Posted: Tuesday, September 18, 2007
Word Count: 343
Summary: For this week's challenge. Revised!




The room felt vacuous and transparent. The men discussed football with great enthusiasm, as if it had been them catching the interception, running the punt return; breathless after the game, with droplets of sweat beading down their gladiator brow. At best, they were high school athletes, and now weekend warriors, spending their Mondays selling vodka in liquor stores or installing air conditioning. Some even went to bed each night in the same rooms they slept in as boys, their little league trophies still adorning their shelves.
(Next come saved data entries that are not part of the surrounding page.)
PR #5694, opened 2026-09-09
fix(session): recognize OpenCode conversation headers and document forwarding

cookerpapa:
Current Pi clients send `X-Opencode-Session` for OpenCode requests, but CLIProxyAPI only recognizes `X-Session-Affinity`. A native-header-only conversation therefore falls back to prompt-derived identity; separate conversations with identical opening prompts can share that identity, and compaction can change it.

This recognizes `X-Opencode-Session` in both explicit-session detection and hierarchy extraction, reusing the existing `affinity:` namespace and preserving `X-Session-Affinity` precedence. It uses the existing validation for case-insensitive, multi-value, empty, control-bearing and oversized headers. No new upstream session is invented.

The accompanying example documents existing `$Header-Name` forwarding for OpenCode Go, Claude Code and Codex, including real user-agent forwarding and the distinction between local affinity and sending the header upstream. The example uses a documented Chat Completions model and explains protocol selection and missing-header behavior.

Refs #5690. Automatic metadata-to-header generation remains a separate request.

Validation:
- Reproduced missing native-header extraction and absent canonical identity before the fix; regression tests now pass.
- Complete session, auth, and API-handler package tests pass.
- Focused session/auth tests pass with `-race -count=20`.
- Existing custom-header forwarding tests pass; both YAML examples parse.
- Server build passes with `-buildvcs=false` (this environment cannot obtain VCS status).
- Requirements and model endpoint verified against [OpenCode Go documentation](https://opencode.ai/docs/go/). No paid-provider request was made.

### DIFF
--- a/config.example.yaml
+++ b/config.example.yaml
@@ -358,6 +358,7 @@ nonstream-keepalive-interval: 0
 #       # Values starting with "$" dynamically copy the header value from downstream client requests.
 #       # If the client did not send the specified header, the header is omitted.
 #       # X-Claude-Code-Session-Id: "$ABC" # copies client's "ABC" header
+#       # OpenCode Go client/session header examples: examples/opencode-go/README.md
 #     proxy-url: "socks5://proxy.example.com:1080"
 #     # proxy-url: "direct" # optional: explicit direct connect for this credential
 #     models:
--- a/examples/opencode-go/README.md
+++ b/examples/opencode-go/README.md
@@ -1,0 +1,73 @@
+# OpenCode Go through CLIProxyAPI
+
+OpenCode Go asks coding clients to identify themselves and send a stable
+conversation ID for routing and prompt caching. Its [client requirements](https://opencode.ai/docs/go/#where-can-i-use-it)
+also document support for Claude Code's and Codex's native session headers.
+
+CLIProxyAPI can forward those headers with its existing dynamic custom-header
+configuration. A `$Header-Name` value copies that incoming request header; when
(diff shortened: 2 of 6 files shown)


quangnguyenbh:
@luispater @sususu98 pinging you both on this one — confirming it is still needed after the v7.2.156 / v7.2.157 releases.

The maintainer commit `3bf787fc` ("feat(auth): propagate canonical session id for custom header expansion", shipped in **v7.2.156**) covers the metadata → `$CPA-SESSION-ID` *forwarding* path from #5690, but it does not cover this PR's core change: recognizing the native `X-Opencode-Session` request header as an explicit local-affinity identity.

I checked the latest release **v7.2.157**, and `X-Opencode-Session` is still not handled anywhere:

- `sdk/cliproxy/session/info.go` (~L452): only `X-Session-Affinity` is read for the `affinity:` namespace
- `sdk/cliproxy/session/identity.go` (~L356): the explicit-session header list still contains `X-Session-Affinity` but not `X-Opencode-Session`

So clients that send only the native `X-Opencode-Session` header (current Pi / OpenCode Go) still fall back to prompt-derived identity, with the collision and compaction issues described in #5690.

This PR is therefore not superseded by `3bf787fc` — it is a small, self-contained change (2 logic hunks + regression tests), targets `dev`, and all three checks (`build`, `close-when-agents-md-changed`, `ensure-no-translator-changes`) are green. Could one of you take a look when you have a moment? I am happy to narrow the scope (e.g. drop the docs example and keep only the header recognition + tests) if that makes it easier to land and ship in an upcoming release.

PR #12317, opened 2019-09-10
Send download_url to the scanners

### LINKED ISSUE #12236: Update `run_scanner` to send a `FileUpload` download URL instead of the content
Instead of sending the xpi content, we should send the secured download URL implemented in #12232 to the cloud functions. That will fix the GCP limitation on the request body size.

willdurand:
Fixes #12236

---

You need to checkout the `aws` branch in the customs repo and the rebuild the `customs` Docker image.

You need to checkout the `functions` branch in the wat repo and the rebuild the `wat` Docker image.

~~⚠️ the `wat` repo has not been updated yet, so it does not work with wat.~~

### DIFF
--- a/docker-compose.private.yml
+++ b/docker-compose.private.yml
@@ -9,7 +9,17 @@ services:
   customs:
     build:
       context: ./private/addons-customs-scanner
+    environment:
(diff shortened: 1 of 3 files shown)


willdurand:
rebased and ready for r?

After three beers and what felt like hours listening to the others’ mindless chatter, Bill wished for a thorn to prick against his finger--for something to offer an entertaining distraction. He wasn’t particularly masochistic, but strange urges sometimes compelled him to strange acts. The drink had stripped away something of his, a part, like his arm--whose existence he had never questioned.

When he had arrived, he was welcomed into their new apartment, given a firm handshake by all, and even a tour.
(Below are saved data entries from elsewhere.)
PR #12319, opened 2019-09-10
Allow admins to reset API keys for a developer or group of developers

### LINKED ISSUE #12280: Allow admins to reset API Credentials confirmation status for a developer or group of developers
Followup for https://github.com/mozilla/addons-server/issues/11635

> After confirmation, re-generating keys shouldn't require confirmation again. However, it should be possible to reset the confirmation status of any or all developers in order to require confirmation again. By "possible" I just mean it should be visible in the user admin and it should be easy to ask ops to change this flag for a group of users if needed.

STR:
The following actions should be available in admin tools:
1. Reset the API Credentials confirmation status for developers.
2.  Reset the API Credentials confirmation status for developers.

diox:
This includes the API Credentials Confirmation state, so any affected developers will have to go through the email confirmation again.

Fixes #12280

### DIFF
--- a/src/olympia/users/templates/admin/users/userprofile/change_form.html
+++ b/src/olympia/users/templates/admin/users/userprofile/change_form.html
@@ -10,10 +10,6 @@
               They have to be *after* the other submit buttons, otherwise they
               could become the default submit button of the page
              {% endcomment %}
-             {% if can_ban %}
-                 <button formaction="{% url 'admin:users_userprofile_ban' original.pk|admin_urlquote %}"
-                         type="submit">{% trans "Ban" %}</button>
-             {% endif %}
              {% if has_users_edit_permission %}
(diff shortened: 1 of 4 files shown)


src/olympia/users/templates/admin/users/userprofile/change_form.html
```diff
@@ -14,6 +14,12 @@
                  <button formaction="{% url 'admin:users_userprofile_ban' original.pk|admin_urlquote %}"
```
eviljeff: you forgot to remove this block still referencing `can_ban`

diox: woops good eye, fixed in ab63a486f8627b7308d5cb3c27bafdbb65099372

“Damn, look at that television,” he had said, seriously impressed with the sixty inches of high-definition. “Are those the lazy-boys with the refrigerators built in?”

They all sat around the IKEA kitchen table, long enough to fit all eight men without any crowding. When the conversation died down, and the beers ran dry, Mike, who rented the back room, flicked his empty beer can which rattled around on the faux-pine table before settling.

“Who wants to go downtown?” He said, and stood up from his seat.

The men all raised their beers, and drank up.

Bill would have liked to say the night ended with a romp of the village bars, with shot glasses raised and maybe a blond’s panties down around her ankles in the bathroom.

“I’ll meet you guys down there,” he had said.

Before he left, he took one last glance at the punching bag hanging by the door, the mini-motorcycle propped against the stove, and the beer cans left everywhere like children’s soldiers, and then he went home to his wife.